_WORK ITEM_
Select, from the material below, each line with "then" in it.

++++ DATA RECORDS ++++

PR #396, opened 2016-04-04
Restrict use of qualified table names

### LINKED ISSUE #395: Attempts to use qualified table name while creating index
SQLite doesn't accept a qualified table name when creating an index.

```
Table("tbl", database: "main").createIndex([id])
```

will create invalid syntax like

```
CREATE INDEX "main"."index_tbl_on_id" ON "main"."tbl" ("id")
                                         ^^^^^^^
```

jlawton:
Qualified table names are not allowed when creating indexes or foreign key references.

Fixes #395

### DIFF
--- a/SQLite/Typed/Query.swift
+++ b/SQLite/Typed/Query.swift
@@ -744,6 +744,13 @@ extension QueryType {
         ])
     }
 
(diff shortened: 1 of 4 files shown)


stephencelis:
Nice solution! Thank you!

PR #398, opened 2016-04-06
Scalar functions should throw errors

JavaNut13:
I want to be able to use the scalar functions in my app but don't want the risk of crashing due to some unexpected state of the database. The rest of the database queries throw exceptions to be handled by the application, I don't see any reason why this shouldn't apply to scalar functions (if there is and I've missed something really obvious then I'd like to hear it).


MrMage:
+1.

nickmshelley:
@JavaNut13: I think this is a great change. Would you mind merging master manually so the PR can be merged?

nickmshelley:
Sorry for the extra work @JavaNut13, but I had to revert a commit I made recently because it broke concurrent access for single connections (which I think is pretty important). Would you mind merging again?

JavaNut13:
Merged 👍

nickmshelley:
Thanks! I'd love to see this merged @stephencelis if you get a chance.

PR #401, opened 2016-04-07
Embed C Library Directly into project

ryanholden8:
Hi @stephencelis,

I'm not sure the reasons against this (so forgive me please (; ) and it might have already been discussed (couldn't find the discussion) but this would solve a few problems:

- The issues with cocoapods and the sqlite3 header file
- iOS SQLite version is very [much behind](https://github.com/yapstudios/YapDatabase/wiki/SQLite-version-(bundled-with-OS)).
- SQLite 3.8-3.12.0 has [many speed improvements.](http://www.sqlite.org/changes.html)
- FTS5 is becoming more stable and useful (bm25 ranking, speed). [JSON1 extension](https://www.sqlite.org/json1.html) is cool too. If this project really wanted to utilize these features without requiring iOS 11 then embedding the C library would be required anyways.

### DIFF
--- a/CocoaPods/appletvos/module.modulemap
+++ b/CocoaPods/appletvos/module.modulemap
@@ -1,4 +1,0 @@
-module CSQLite [system] {
-    header "/Applications/Xcode.app/Contents/Developer/Platforms/AppleTVOS.platform/Developer/SDKs/AppleTVOS.sdk/usr/include/sqlite3.h"
-    export *
-}
--- a/CocoaPods/appletvsimulator/module.modulemap
+++ b/CocoaPods/appletvsimulator/module.modulemap
@@ -1,4 +1,0 @@
-module CSQLite [system] {
-    header "/Applications/Xcode.app/Contents/Developer/Platforms/AppleTVSimulator.platform/Developer/SDKs/AppleTVSimulator.sdk/usr/include/sqlite3.h"
-    export *
-}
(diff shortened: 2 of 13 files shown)


kdubb:
FMDB does this using a subspec (Cocoapod). Couldn't this be done in this project as well?

kdubb:
FYI, I am completely for this, we've effectively abandoned using the SQLite from iOS because we require a stable version to develop against.

stephencelis:
I definitely like the idea behind this, but I have a few concerns with the current implementation:

- As @kdubb touched upon, can we use a git submodule and CocoaPods subspec instead of embedding everything directly in the repo? Using a git submodule makes it much easier to keep things in sync as the upstream SQLite library sees new releases and keeps the commit diff/noise down.
- I also would prefer not to _require_ every developer to bundle SQLite with their app. I haven't done the math, but I imagine the app payload to increase by a nontrivial amount.

jberkel:
I've tried a few other options but CocoaPods is so far the best way to handle this. #431 adds a subspec which downloads the latest stable version of sqlite and includes it in the build. 

Not sure how this could be done elegantly with submodules / Carthage – it would probably require separate targets (linking/framework) which would complicate the build even further.

jberkel:
SQLite can be integrated via CocoaPods now. closing.

PR #411, opened 2016-04-16
Connection pool

kdubb:
Implement simultaneous multi reader, single write connection pool.  Uses WAL and exclusive VFS mode to achieve concurrency.


SQLite/Core/Connection.swift
```diff
@@ -25,8 +25,209 @@
...
+    case Immediate = "IMMEDIATE"
+    
+    /// Immediately acquires an exclusive lock on all databases.
+    case Exclusive = "EXCLUSIVE"
+    
+}
+
+
+/// Protocol to an SQLite connection
+public protocol Connection {
```
stephencelis: Per the Swift naming guidelines can we make this `ConnectionProtocol` and retain the default `Connection` class name?

SQLite/Core/ConnectionPool.swift
```diff
@@ -0,0 +1,177 @@
...
+
+import Dispatch
+import CSQLite
+
+
+private let vfsName = "unix-excl"
+
+
+/// Connection pool delegate
+public protocol ConnectionPoolDelegate {
```
stephencelis: Do you have examples around how you're using this delegate?

stephencelis:
This is great! Naming/delegate question aside, I'd love to get this merged!

SQLite/Core/Connection.swift
kdubb: Wouldn't `ConnectionType` be more Switfy? (thinking of `SequenceType`, etc)

kdubb: I haven't kept up on the Swift-Evo list as of late. I know they are renaming basically everything.

kdubb: Also, I kind of liked having `DBConnection`, regardless of the protocol name, simply because it has more capabilities than the protocol does and the name kind of explains why in that case.  Although, with a renamed protocol, simply `Connection` works as well.

SQLite/Core/ConnectionPool.swift
kdubb: The protocol informs listeners that a new connection has been added. Remember that each connection is distinct. So  things like `createFunction` must happen against each added connection; not just the pool itself.

This is the method FMDatabasePool used. The thought had crossed my mind to *capture* calls like `createFunction` and perform them automatically as connections are created. That solution is a long term one that will require a bit of thinking because I don't yet know the scope of what could fall into that category.  The delegate is the obvious first step.

SQLite/Core/Connection.swift
stephencelis: Yep, this is the proposal: https://github.com/apple/swift-evolution/blob/master/proposals/0006-apply-api-guidelines-to-the-standard-library.md

> Strip `Type` suffix from protocol names. In a few special cases this means adding a `Protocol` suffix to get out of the way of type names that are primary (though most of these we expect to be obsoleted by Swift 3 language features).

I need to go back and update the other `Type`-suffixed protocols, as well.

kdubb: Given this I'd love to keep it as is.  `DBConnection` & `BorrowedConnection` (although you never use it directly) are more descriptive and seem to be more in line with the eventual Swift naming schemes; the alternative of `ConnectionProtocol`, `Connection` & `BorrowedConnection` seems less desirable to me even if it means a bit of renaming in projects.

In reality, projects shouldn't have to do much renaming at all since `Connection` just becomes a protocol.  Only during initialization & when using special functions would you need to use `DBConnection`.

SQLite/Core/ConnectionPool.swift
stephencelis: Ah, right. That makes sense! I wonder if the same thing could be accomplished internally/privately for most of the connection's helper functions (along with an additional public callback interface). _I.e._ when `createFunction`, etc., are called, that list of setup closures is appended to, called against all existing connections, and the entire list is called against newly-spawned connections.

Something like this:

``` swift
let pool = try ConnectionPool()
pool.foreignKeys = true
// pool.onConnect { db in db.run("PRAGMA foreign_keys = 1") }
```

I can see this being slightly less flexible with the helper function abstraction, but the simple callback block in isolation could be good enough if we don't define those helpers directly on `ConnectionPool`.

My main hesitation with adding a delegate API prematurely is that I just haven't seen the delegate pattern used as much in pure Swift libraries. I wonder if it's the appropriate API and if we should consider alternatives before committing to the public interface.

SQLite/Core/Connection.swift
stephencelis: I wonder if we can find another, happier medium. The reaction I had to the current naming direction is that it's a little harder to derive specific meaning on its own. I'm left wondering why only one of the types is prefixed with the abbreviation `DB` and what the significance of `DB` has over the other types. I also wonder if decorators like `DB` are slightly redundant in a SQLite library?

I actually prefer `ConnectionType` over `ConnectionProtocol`, but was trying to move in the general direction of Swift norms. I wonder if we could come up with a different protocol name that we like even better. Or maybe `DBConnection` could change to something else, like `ConcreteConnection`, though that descriptor still seems slightly confusing to me.

Any other ideas?

kdubb: I agree that 'DB' wasn't the best. Prior to that I had almost settled on `DirectConnection`.  Which may be more to your liking?

stephencelis: Yup! Definitely prefer that! Has very clear meaning on its own.

kdubb:
@stephencelis Updated to use setup closures very close to your suggestion.  Like it much better.  Also renamed to `DirectConnection`

stephencelis:
Looking good! Going to check it out and put it through some tests before merging.

SQLite/Core/ConnectionPool.swift
```diff
@@ -0,0 +1,201 @@
...
+        
+        return writeConnection
+    }
+    
+    // Acquires a read only connection to the database
+    public var readable : Connection {
+        
+        var borrowed : BorrowedConnection!
+        
+        repeat {
```
robertjpayne: Isn't this a busy loop? If all the readers are checked out it would appear this method will just keep repeating busily until one is available. Would be a lot better to use a `dispatch_semaphore` or `NSCondition` to let it sleep and get a signal when a connection is actually available.

SQLite/Core/ConnectionPool.swift
```diff
@@ -0,0 +1,201 @@
...
+            
+            dispatch_sync(lockQueue) {
+                
+                // Ensure database is open
+                self.writable
```
robertjpayne: self.writable isn't thread safe because `var writeConnectionInit` isn't thread safe. While very unlikely this could cause a crash.

SQLite/Core/ConnectionPool.swift
```diff
@@ -0,0 +1,201 @@
...
+                
+                let connection : DirectConnection
+                
+                if let availableConnection = self.availableReadConnections.popLast() {
+                    connection = availableConnection
+                }
+                else {
+        
+                    let flags = SQLITE_OPEN_READONLY | SQLITE_OPEN_WAL | SQLITE_OPEN_NOMUTEX
```
robertjpayne: I'd implement a cap on read connections, the general idea of a database pool is that it has a reader cap and if they are all busy the next caller will wait.

kdubb: Yep, this was accidentally removed when the delegate was removed.  Need to implement connection limits.

SQLite/Core/ConnectionPool.swift
kdubb: To be honest I need to look at this again... This seems to be a holdover from an earlier version/feature.  This code should find an available connection, wait for one or fail.  None of that requires a loop. Good catch!

robertjpayne: Right now because it will always create a new reader it'll never busy loop, but if it didn't it would create a busy loop just need a signal of some sort…

You also want to make sure that signal isn't does block the `lockQueue` otherwise a connection wont be able to be checked in.

nickmshelley:
@kdubb: Is there something I can do to help get this through? I don't want to step on any toes but I'd love to see this in and am willing to finish up whatever's remaining if you're too busy at the moment.

SQLite/Core/Connection.swift
```diff
@@ -67,10 +268,32 @@ public final class Connection {
     ///     Default: `false`.
     ///
     /// - Returns: A new database connection.
-    public init(_ location: Location = .InMemory, readonly: Bool = false) throws {
+    public convenience init(_ location: Location = .InMemory, readonly: Bool = false, vfsName: String? = nil) throws {
```
nickmshelley: Looks like the function docs above need to be updated to include the `vfsName` parameter.

nickmshelley:
I opened https://github.com/stephencelis/SQLite.swift/pull/451 because this doesn't seem to be going anywhere. Let me know if there's a better way to get this through than opening a new PR.

SQLite/Core/ConnectionPool.swift
nickmshelley: @robertjpayne Can you elaborate a bit? I couldn't find anything saying `dispatch_once_t()` isn't thread safe, so I'm not sure what to fix.

SQLite/Core/ConnectionPool.swift
nickmshelley: I did this in https://github.com/stephencelis/SQLite.swift/pull/451/commits/960309eb02724ae0f18f721942fb22473bb4b602 and would appreciate any feedback.

SQLite/Core/ConnectionPool.swift
nickmshelley: I did this in https://github.com/stephencelis/SQLite.swift/pull/451/commits/960309eb02724ae0f18f721942fb22473bb4b602 and would appreciate any feedback.

kdubb:
@nickmshelley My apologies I hadn't seen the resurrection of this PR until I was just notified about it being merged.  All worked out it seems!

nickmshelley:
@kdubb I hope so. Sorry if I stole any thunder.

nickmshelley:
Also thanks for doing the bulk of the work @kdubb.

stephencelis:
Thanks for shepherding this, @nickmshelley!

PR #412, opened 2016-04-17
Set project tab & indent settings

kdubb:
Makes life easier so when we switch into this project Xcode automatically selects the correct tab & indent width.


stephencelis:
Thanks!

PR #416, opened 2016-04-21
Performance improvements for Blob

robertjpayne:
We use Blobs a lot in our database and find the current API to not allow much performance tuning. This pull request address this by:

1. Blobs are now a class reference type rather than a value type so it's internal bytes are never copied.
2. Blobs initialiser now uses a more similar NSData like api; `init(bytes: UnsafePointer<Void>, length: Int, freeWhenDone: Bool = false)`. This allows zero-copy blobs by allowing them to assume ownership of existing memory chunk without copying it.
3. NSData when running under Apple platforms now utilise the objc runtime's associated objects to attach themselves to a blob and ensure the blob uses the byte buffer but does not copy the bytes.

There is minimal impact on existing code, most users were probably using the NSData <-> Blob conversion anyways and if it is a big concern it wouldn't be too hard to re-add the old bytes initialiser.

The only pitfall I can see is if a user grabs a Blob from a NSMutableData object, I could potentially put some checks in place for this?


robertjpayne:
Actually there's a few bugs in this implementation, why might make more sense is to on Apple Platforms typealias a Blob as NSData, once Swift 3.0 drops with full Foundation support it'll work for Linux as well?

robertjpayne:
Not sure what's up with Travis, it's pulling an old commit that I squashed.

PR #1470, opened 2015-10-11
Travis CI test. Don't merge. Testing using express.js server for tests.

davidrunger:
This is a temporary version of this pull request so that we can test that everything is working correctly with Travis CI now using a different server to run the tests. The Travis CI build should produce a couple of integration test errors because of the breaking change to `examples/backbone/js/views/app-view.js`.


davidrunger:
Works as expected. :+1:

PR #1480, opened 2015-10-18
scalajs-react example: Update to new API

elacin:
Hey again people :)

There has just been a release of scalajs-react with a big [update](https://github.com/japgolly/scalajs-react/blob/master/doc/CHANGELOG-0.10.md#unified-the-two-ways-of-writing-callbacks) of the API for doing callbacks, so I updated the todomvc example to match it.

As a consequence of the unified callback api, we no longer need the scalaz dependency, so that is taken out. React itself is updated from 0.12 to the recently released 0.14


examples/scalajs-react/src/main/scala/todomvc/CTodoList.scala
```diff
@@ -31,34 +33,45 @@ object CTodoList {
...
-    def updateTitle(id: TodoId)(title: Title): IO[Unit] =
-      editingDone(cb = $.props.model.update(id, title))
+    /**
+     *  A backend lives for the entire life of a component. During that time,
+     *   it might receive new Props,
+     *   so we use this mechanism to keep state that is derived from Props, so
+     *   we only update it again if Props changed in a meaningful way (as determined
+     *   by the implicit `Reusability` defined above )
+     */
+    case class Callbacks(P: Props){
```
passy: Nit: Space before opening curly :)

examples/scalajs-react/src/main/scala/todomvc/CTodoList.scala
```diff
@@ -31,34 +33,45 @@ object CTodoList {
...
+      val toggleAll: ReactEventI => Callback =
+        e => P.model.toggleAll(e.target.checked)
+    }
 
-    def startEditing(id: TodoId): IO[Unit] =
-      $.modStateIO(_.copy(editing = Some(id)))
+    val cbs = Px.cbA($.props).map(Callbacks)
+
+    val startEditing: TodoId ⇒ Callback =
+      id ⇒ $.modState(_.copy(editing = Some(id)))
```
passy: Mixing unicode and ASCII arrows here. Could you only use `=>` here for easier editability (is that even a word?)?

examples/scalajs-react/src/main/scala/todomvc/CTodoList.scala
```diff
@@ -70,62 +83,64 @@ object CTodoList {
           <.input(
             ^.className     := "new-todo",
             ^.placeholder   := "What needs to be done?",
-            ^.onKeyDown  ~~>? handleNewTodoKeyDown _,
+            ^.onKeyDown   ==>? cbs.value().handleNewTodoKeyDown,
```
passy: Just wondering, is it necessary/correct/good style to call `value()` as opposed to treating it as a value -> `value`?

passy:
Thanks for the update! Good to see an update to React 0.14 so quickly. Left a few comments, but CI is already green so I'm happy to merge this as soon as those are addressed. :)

examples/scalajs-react/src/main/scala/todomvc/CTodoList.scala
elacin: i fully approve of that as a word. Yeah, this is the moment when i tell my IDE to stop autounicodifying those arrows (how about that for a word?)

passy: Haha, I know that very well. :)

examples/scalajs-react/src/main/scala/todomvc/CTodoList.scala
elacin: Yeah, i admit it looks a bit bad, but it's nothing like calling `Option.get` for example - it's completely safe. What it is meant to signal to the reader is that calling `value()` might trigger a new `Callbacks` instance to be created if, in this case, `Props` has changed in a meaningful way since last time it was accessed. I think i will add a comment in the source to make it clearer.

passy: I see! I didn't realize that this had more effects than just retrieving the value from the state. In that case, this is totally justified.

elacin:
Yeah my pleasure - it's great that you people are responsive with PRs here. 
Fixed the things you commented on, and added that comment :)

arthurvr:
LGTM. Thanks for the updates!

PR #1481, opened 2015-10-19
React: Remove direct DOM manipulation

passy:
Turn the `<input>` into a
[Controlled Component](https://facebook.github.io/react/docs/forms.html#controlled-components)
and avoid fiddling with the DOM in an imperative way.

[Review on Reviewable](https://reviewable.io/reviews/tastejs/todomvc/1481)

### DIFF
--- a/examples/react/js/app.jsx
+++ b/examples/react/js/app.jsx
@@ -20,7 +20,8 @@ var app = app || {};
 		getInitialState: function () {
 			return {
 				nowShowing: app.ALL_TODOS,
-				editing: null
+				editing: null,
+				newTodo: ''
 			};
 		},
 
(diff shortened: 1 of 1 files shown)


samccone:
:+1: this is much better :)

samccone:
@passy looks like the failure is due to one of our child dependencies starting to use es6

The easy fix might be just to bump our travis.yaml to 4
https://github.com/tastejs/todomvc/blob/master/.travis.yml#L8

sindresorhus:
> The easy fix might be just to bump our travis.yaml to node 4

Yeah, no reason not to use the latest Node.js there. I would go with `'stable'` so we don't have to update it for every Node.js version.

samccone:
just a rebase on this @passy and tests should actually run now :penguin:

passy:
Rebased. Now fingers crossed! :v:

PR #1482, opened 2015-10-19
travis update

samccone:
One of our child dependences started to use es6 syntax, because we were locked down to node 0.12 the code actually failed, this should resolve the issue for us

I also dropped an inline comment from our test runner because it was causing an error in the bash script

### DIFF
--- a/.travis.yml
+++ b/.travis.yml
@@ -5,7 +5,7 @@
 sudo: false
 language: node_js
 node_js:
-    - '0.12'
+    - 'stable'
 notifications:
     irc: 'irc.freenode.org#tastejs'
 env:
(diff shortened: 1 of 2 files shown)


.travis.yml
```diff
@@ -5,7 +5,7 @@
 sudo: false
 language: node_js
 node_js:
-    - '0.12'
+    - 'node'
```
sindresorhus: `'node'` → `'stable'`

examples/knockoutjs/index.html
```diff
@@ -1,4 +1,5 @@
 <!doctype html>
+
```
sindresorhus: ?

.travis.yml
samccone: screen shot 2015-10-19 at 9 37 44 am


They mean the same thing 
http://docs.travis-ci.com/user/languages/javascript-with-nodejs/

sindresorhus: I know, but `stable` is clearer.

samccone: k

++++

_ANSWER TO THE PROBLEM_
I want to be able to use the scalar functions in my app but don't want the risk of crashing due to some unexpected state of the database. The rest of the database queries throw exceptions to be handled by the application, I don't see any reason why this shouldn't apply to scalar functions (if there is and I've missed something really obvious then I'd like to hear it).
- FTS5 is becoming more stable and useful (bm25 ranking, speed). [JSON1 extension](https://www.sqlite.org/json1.html) is cool too. If this project really wanted to utilize these features without requiring iOS 11 then embedding the C library would be required anyways.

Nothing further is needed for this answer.